# Deceptive banking practices



## spirit (May 9, 2009)

https://www.cbc.ca/news/canada/nova...avHa_yPTTtnWpYWk6MGOxe8uAmD39UVXfGUUS5euk0nSU

Just read this on another site and had to post it. Although our account has not been gerrymandered to show this cost...I thought others here might want to check their card items.

Pretty shady banking tactics.....hard to think that the best advice would be to hang up on any legitimate phone call from my bank. What's next...not listening to any "advice" from my tellers? Or financial representative? The last one was a joke....you guys have taught me well here on CMF.


----------



## Beaver101 (Nov 14, 2011)

> ... In an email to CBC, RBC spokesperson Trish Vardy apologized for any confusion.
> 
> "After fully investigating Ms. MacIsaac's file, we decided to offer her the refund she was seeking. Our goal is to ensure clients are happy with the products *they purchase*," Vardy said.


 ... this response from the "bank" via their "rep." tells me they'll continue with this deception.


----------



## Eclectic12 (Oct 20, 2010)

spirit said:


> ... Although our account has not been gerrymandered to show this cost...I thought others here might want to check their card items.


I check each monthly statement 



spirit said:


> ... hard to think that the best advice would be to hang up on any legitimate phone call from my bank.


Assuming the call is legit, they are typically trying to switch CC's, arrange a financial consultation or sell something I don't need. With how easy it is to misrepresent the calling number and sound official, I typically let it go to voicemail and might stop in at the branch if it seems like something I am interested in.


Cheers


----------



## Money172375 (Jun 29, 2018)

Former banker here. Although this type of balance protection on credit cards wasn’t sold at the branch level where I worked. 

Clearly the banks can be better at articulating costs and using simple language. I’ve heard calls where this product has been sold and in all cases, the customer had agreed to it. In all cases as well, the rep was speaking fast and if you aren’t working in the industry, I can see how it can be confusing.

The typical charge for this type of insurance is usually quoted in a “per $100” balance. Example...the cost is $1.20 per $100 balance. It initially sounds cheap, but most insurance is quoted “per $1,000”. At a per $100, the costs can add up. I’d like to know how the woman in the story racked up that much in charges.....it must have been a fairly large balance carried over a fairly long time. Looks like her statement showed a $15 change. 
At that rate, it would have taken 20 years to rack up $3900.

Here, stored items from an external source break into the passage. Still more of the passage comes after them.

PR #10361, opened 2025-07-30
feat(actions): Add UUID v7 to javascript's runtime

jaysonsantos:
# Which Problems Are Solved
Adds uuid.v7() function to javascript actions


elinashoko:
Thank you @jaysonsantos we'll have a look as soon as we can, working through a bit of a backlog of contributions atm!

conblem:
Hello @jaysonsantos, thanks again for your contribution. After discussing with the engineering and product team, we’ve decided not to accept your PR. Since Actions V1 will be deprecated, we’re avoiding expanding the API surface or introducing new features in that version.

We recommend exploring Actions V2 instead, which is designed to support integration with any system.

The consumer has some responsibility in reviewing statements and be accountable for their own decisions. I often struggle when I hear these types of stories levied against banks. I think it’s important to separate bank strategies and sales tactics vs the rouge employee. It’s hard to believe the bank is knowingly encouraging advisors to be deceptive and/or withholding information regarding fees...or any other product features. In fact, I never witnessed this while working both in a branch or head office environment. In fact, we were challenged to be transparent and regular audits conducted to verify that. The “deception” most often occurs when a rouge employee feels the need to “go off on their own” and act unethically. This can become part of the bank culture if left unchecked. It is not necessarily easy to monitor this unless you’re recording every transaction/conversation whether on the phone or in person. I know big green has taken a lot of steps in the last few years (after the CBC go public story) in an effort to reduce the sales culture and de-emphasize hitting sales targets. That being said, the biggest component of ones incentive compensation was always tied to the customer service scores (surveys) found at a particular branch/call centre. Team performance was important and individual performance ranked last. It always surprised me when an unethical teller would act in such way when there was perhaps $1-2000 in bonuses available to them. I think it was more ego than dollars that drove their need to be at the top of the sales charts.


----------



## ian (Jun 18, 2016)

I believe that many people are just too lazy or too trusting to really understand what service charges, hidden, understated, or otherwise they are actually paying. Whether it comes to MERs, deposit rates, loan rates, overdraft or cc rates.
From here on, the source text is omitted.